%%
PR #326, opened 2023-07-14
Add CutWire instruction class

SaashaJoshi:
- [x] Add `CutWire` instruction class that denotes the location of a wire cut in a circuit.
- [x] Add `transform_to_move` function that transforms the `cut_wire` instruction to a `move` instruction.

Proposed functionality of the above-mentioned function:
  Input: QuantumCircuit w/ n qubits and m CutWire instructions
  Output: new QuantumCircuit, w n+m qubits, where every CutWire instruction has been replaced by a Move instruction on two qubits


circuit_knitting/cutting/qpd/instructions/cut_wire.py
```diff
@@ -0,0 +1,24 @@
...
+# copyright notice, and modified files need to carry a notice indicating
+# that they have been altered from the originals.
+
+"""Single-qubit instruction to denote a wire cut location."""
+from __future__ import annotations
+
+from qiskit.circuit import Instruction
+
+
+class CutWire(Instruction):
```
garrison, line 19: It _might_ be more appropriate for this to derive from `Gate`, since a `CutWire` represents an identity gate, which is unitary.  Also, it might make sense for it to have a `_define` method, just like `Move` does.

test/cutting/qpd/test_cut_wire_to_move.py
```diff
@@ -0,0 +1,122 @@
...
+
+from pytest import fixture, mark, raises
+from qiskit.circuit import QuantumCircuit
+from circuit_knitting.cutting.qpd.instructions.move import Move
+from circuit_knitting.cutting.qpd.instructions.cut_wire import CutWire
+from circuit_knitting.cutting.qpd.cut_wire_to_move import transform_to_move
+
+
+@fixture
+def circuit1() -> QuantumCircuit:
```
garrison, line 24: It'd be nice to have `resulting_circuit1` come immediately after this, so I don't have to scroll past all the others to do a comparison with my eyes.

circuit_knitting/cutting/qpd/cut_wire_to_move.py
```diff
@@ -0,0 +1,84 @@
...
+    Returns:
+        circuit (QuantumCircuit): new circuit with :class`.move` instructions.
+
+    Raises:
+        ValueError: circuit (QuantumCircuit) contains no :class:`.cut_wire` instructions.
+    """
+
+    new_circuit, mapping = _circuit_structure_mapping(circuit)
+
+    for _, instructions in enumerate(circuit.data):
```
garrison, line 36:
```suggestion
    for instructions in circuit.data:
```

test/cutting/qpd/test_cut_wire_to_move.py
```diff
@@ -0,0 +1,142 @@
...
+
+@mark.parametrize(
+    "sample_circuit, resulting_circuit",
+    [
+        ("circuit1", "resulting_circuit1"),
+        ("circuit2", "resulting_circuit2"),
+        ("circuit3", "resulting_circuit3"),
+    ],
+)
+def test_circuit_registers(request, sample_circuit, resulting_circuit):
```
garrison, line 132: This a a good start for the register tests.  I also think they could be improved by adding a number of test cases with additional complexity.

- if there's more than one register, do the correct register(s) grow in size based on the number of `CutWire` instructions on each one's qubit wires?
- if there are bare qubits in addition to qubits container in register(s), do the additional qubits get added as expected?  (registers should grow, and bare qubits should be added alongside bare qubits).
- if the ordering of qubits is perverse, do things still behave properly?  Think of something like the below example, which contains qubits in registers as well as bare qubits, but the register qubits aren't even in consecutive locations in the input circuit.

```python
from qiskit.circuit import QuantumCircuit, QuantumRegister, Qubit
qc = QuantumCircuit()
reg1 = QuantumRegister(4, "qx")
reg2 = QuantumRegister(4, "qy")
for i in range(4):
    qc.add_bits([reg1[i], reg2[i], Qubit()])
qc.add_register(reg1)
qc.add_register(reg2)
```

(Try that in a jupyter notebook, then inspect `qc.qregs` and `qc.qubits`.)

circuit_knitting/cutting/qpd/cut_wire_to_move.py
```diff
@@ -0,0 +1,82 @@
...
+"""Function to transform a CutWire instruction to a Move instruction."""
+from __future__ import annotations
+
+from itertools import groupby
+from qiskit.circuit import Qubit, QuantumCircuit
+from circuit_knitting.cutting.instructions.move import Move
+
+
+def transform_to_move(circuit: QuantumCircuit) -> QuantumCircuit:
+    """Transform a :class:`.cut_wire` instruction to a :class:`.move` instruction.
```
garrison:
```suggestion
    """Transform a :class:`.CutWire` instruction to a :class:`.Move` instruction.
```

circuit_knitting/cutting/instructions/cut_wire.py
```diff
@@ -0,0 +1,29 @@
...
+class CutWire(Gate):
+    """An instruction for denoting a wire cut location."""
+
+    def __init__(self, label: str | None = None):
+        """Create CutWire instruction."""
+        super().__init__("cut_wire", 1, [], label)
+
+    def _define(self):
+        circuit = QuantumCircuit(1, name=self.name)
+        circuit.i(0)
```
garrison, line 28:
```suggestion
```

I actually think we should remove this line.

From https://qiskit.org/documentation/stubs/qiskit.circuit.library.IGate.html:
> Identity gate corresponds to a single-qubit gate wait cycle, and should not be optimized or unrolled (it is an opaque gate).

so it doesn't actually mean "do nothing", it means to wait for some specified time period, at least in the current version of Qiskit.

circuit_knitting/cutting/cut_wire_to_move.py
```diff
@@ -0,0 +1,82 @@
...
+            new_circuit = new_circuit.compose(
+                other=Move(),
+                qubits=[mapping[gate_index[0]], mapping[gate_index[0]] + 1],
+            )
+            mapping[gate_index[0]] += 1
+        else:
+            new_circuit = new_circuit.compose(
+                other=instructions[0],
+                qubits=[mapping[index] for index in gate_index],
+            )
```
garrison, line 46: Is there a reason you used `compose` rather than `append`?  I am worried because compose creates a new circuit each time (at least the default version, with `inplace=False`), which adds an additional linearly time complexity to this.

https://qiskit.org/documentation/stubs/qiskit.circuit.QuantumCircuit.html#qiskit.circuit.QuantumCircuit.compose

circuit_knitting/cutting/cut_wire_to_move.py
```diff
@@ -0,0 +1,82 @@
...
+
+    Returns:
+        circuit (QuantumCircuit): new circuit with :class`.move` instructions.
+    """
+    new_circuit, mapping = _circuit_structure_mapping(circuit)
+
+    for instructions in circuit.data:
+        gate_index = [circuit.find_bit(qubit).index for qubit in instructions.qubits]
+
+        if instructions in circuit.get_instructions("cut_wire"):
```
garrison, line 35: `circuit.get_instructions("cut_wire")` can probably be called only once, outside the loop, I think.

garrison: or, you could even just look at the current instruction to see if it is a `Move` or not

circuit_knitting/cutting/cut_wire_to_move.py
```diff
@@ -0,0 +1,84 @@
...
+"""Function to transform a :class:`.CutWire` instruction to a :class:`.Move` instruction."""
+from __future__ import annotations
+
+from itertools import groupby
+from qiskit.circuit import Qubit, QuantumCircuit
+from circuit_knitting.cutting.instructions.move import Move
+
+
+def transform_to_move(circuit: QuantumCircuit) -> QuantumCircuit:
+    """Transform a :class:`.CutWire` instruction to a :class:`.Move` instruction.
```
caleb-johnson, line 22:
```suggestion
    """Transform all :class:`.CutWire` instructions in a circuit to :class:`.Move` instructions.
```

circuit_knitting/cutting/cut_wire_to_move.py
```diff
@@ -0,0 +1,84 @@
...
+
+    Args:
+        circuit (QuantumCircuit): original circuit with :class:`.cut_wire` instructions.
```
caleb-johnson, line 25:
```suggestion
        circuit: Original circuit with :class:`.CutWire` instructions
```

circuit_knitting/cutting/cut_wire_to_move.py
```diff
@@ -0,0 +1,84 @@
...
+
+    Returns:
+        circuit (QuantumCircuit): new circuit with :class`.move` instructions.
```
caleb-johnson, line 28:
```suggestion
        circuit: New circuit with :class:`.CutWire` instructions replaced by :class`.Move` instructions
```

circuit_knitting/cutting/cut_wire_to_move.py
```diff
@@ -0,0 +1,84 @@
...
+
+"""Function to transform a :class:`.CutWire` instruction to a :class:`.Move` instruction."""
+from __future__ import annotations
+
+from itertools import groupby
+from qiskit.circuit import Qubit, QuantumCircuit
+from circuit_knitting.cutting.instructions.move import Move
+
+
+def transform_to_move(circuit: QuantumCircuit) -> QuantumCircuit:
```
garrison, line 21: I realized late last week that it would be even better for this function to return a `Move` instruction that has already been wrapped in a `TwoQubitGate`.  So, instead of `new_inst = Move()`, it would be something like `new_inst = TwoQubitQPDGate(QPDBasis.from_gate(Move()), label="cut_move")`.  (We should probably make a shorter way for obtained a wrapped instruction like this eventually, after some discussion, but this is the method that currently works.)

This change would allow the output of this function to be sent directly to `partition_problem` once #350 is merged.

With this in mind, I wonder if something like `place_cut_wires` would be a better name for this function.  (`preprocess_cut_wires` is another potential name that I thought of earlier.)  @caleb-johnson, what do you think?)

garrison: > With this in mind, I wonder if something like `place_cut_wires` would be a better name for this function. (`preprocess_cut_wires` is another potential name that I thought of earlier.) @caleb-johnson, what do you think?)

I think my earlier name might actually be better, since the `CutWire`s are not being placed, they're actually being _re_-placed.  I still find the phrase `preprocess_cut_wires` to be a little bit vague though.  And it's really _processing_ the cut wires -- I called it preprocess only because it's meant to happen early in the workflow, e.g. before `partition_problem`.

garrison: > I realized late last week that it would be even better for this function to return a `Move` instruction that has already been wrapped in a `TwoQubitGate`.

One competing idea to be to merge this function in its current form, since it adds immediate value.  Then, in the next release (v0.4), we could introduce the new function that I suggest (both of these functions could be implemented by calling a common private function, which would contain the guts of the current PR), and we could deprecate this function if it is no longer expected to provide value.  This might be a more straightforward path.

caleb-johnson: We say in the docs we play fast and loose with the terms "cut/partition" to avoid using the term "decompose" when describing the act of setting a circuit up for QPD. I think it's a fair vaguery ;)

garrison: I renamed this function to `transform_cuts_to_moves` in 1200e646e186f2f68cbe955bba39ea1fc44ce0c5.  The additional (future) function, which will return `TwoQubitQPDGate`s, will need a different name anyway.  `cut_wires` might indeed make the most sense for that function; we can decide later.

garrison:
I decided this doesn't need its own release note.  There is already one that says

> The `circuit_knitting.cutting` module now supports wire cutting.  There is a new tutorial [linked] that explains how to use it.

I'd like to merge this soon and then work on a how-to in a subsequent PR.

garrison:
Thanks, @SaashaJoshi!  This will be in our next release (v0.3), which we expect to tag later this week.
%%
%%
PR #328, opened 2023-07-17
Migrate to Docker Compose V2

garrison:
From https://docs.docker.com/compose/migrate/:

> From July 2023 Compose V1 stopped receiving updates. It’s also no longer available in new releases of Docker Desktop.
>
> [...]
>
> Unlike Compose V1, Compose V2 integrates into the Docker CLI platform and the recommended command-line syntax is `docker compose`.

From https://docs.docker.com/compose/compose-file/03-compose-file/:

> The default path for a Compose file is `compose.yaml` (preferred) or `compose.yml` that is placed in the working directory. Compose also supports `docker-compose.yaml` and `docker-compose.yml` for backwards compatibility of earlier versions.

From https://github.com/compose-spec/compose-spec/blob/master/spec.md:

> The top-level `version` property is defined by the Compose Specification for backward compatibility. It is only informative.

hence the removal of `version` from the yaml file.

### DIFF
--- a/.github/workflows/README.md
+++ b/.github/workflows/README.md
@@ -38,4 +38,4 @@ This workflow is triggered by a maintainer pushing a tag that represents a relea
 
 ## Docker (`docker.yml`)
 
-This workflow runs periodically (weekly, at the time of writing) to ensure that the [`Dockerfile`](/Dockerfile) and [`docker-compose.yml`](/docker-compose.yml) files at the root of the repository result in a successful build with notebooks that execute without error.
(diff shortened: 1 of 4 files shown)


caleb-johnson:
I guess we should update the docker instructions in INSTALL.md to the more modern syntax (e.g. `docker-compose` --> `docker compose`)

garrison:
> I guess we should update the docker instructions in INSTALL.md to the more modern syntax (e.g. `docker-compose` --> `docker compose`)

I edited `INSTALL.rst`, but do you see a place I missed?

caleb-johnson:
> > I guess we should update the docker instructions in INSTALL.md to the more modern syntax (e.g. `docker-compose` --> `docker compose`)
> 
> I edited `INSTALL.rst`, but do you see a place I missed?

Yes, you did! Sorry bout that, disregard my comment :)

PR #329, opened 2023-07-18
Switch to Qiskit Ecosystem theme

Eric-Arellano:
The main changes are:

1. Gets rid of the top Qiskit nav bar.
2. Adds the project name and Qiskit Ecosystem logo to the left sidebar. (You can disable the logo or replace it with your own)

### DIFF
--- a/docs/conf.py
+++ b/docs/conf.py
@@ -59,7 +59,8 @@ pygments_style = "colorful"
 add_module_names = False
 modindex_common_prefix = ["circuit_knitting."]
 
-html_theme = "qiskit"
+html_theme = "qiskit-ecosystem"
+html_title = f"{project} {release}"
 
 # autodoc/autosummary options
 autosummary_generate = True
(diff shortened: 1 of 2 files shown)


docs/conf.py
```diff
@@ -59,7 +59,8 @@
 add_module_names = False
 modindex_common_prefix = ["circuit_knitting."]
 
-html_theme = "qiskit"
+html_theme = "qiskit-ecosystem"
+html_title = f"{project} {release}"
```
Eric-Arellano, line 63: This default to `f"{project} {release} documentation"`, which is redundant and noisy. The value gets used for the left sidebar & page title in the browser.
%%
%%
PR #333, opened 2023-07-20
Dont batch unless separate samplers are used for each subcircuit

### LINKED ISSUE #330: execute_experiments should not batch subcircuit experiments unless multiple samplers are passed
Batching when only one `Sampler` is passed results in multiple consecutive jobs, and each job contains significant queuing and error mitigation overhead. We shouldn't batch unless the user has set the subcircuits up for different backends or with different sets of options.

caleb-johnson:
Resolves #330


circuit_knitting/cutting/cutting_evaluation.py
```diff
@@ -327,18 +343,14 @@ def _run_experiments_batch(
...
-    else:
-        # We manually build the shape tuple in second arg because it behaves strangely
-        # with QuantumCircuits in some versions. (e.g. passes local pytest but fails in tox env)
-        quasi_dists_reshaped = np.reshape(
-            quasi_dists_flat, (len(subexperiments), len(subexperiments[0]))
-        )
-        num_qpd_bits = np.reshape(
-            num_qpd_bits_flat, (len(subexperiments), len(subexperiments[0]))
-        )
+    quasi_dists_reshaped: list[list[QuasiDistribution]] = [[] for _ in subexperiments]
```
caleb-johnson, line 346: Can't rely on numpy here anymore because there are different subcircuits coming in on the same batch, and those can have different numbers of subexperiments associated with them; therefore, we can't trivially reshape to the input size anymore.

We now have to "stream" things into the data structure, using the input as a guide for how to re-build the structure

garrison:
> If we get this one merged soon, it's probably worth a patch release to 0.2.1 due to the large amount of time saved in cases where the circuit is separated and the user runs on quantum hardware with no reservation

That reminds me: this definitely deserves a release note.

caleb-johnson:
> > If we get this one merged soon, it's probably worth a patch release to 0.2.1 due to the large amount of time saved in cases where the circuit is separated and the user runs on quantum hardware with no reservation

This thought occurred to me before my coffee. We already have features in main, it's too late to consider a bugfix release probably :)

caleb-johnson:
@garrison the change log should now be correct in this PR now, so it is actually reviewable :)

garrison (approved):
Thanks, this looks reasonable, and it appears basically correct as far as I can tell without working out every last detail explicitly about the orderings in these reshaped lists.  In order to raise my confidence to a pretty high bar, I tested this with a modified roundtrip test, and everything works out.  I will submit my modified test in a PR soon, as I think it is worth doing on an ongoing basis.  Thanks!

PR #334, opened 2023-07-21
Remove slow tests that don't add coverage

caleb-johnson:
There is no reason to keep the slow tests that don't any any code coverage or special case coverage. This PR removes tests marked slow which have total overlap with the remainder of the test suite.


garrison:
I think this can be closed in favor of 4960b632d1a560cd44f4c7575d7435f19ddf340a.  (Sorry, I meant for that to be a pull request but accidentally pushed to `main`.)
%%
**Goal of the exercise:** A line belongs in the answer if it contains the word "saved"; copy every such line from the data above.

**Response:**
> If we get this one merged soon, it's probably worth a patch release to 0.2.1 due to the large amount of time saved in cases where the circuit is separated and the user runs on quantum hardware with no reservation
> > If we get this one merged soon, it's probably worth a patch release to 0.2.1 due to the large amount of time saved in cases where the circuit is separated and the user runs on quantum hardware with no reservation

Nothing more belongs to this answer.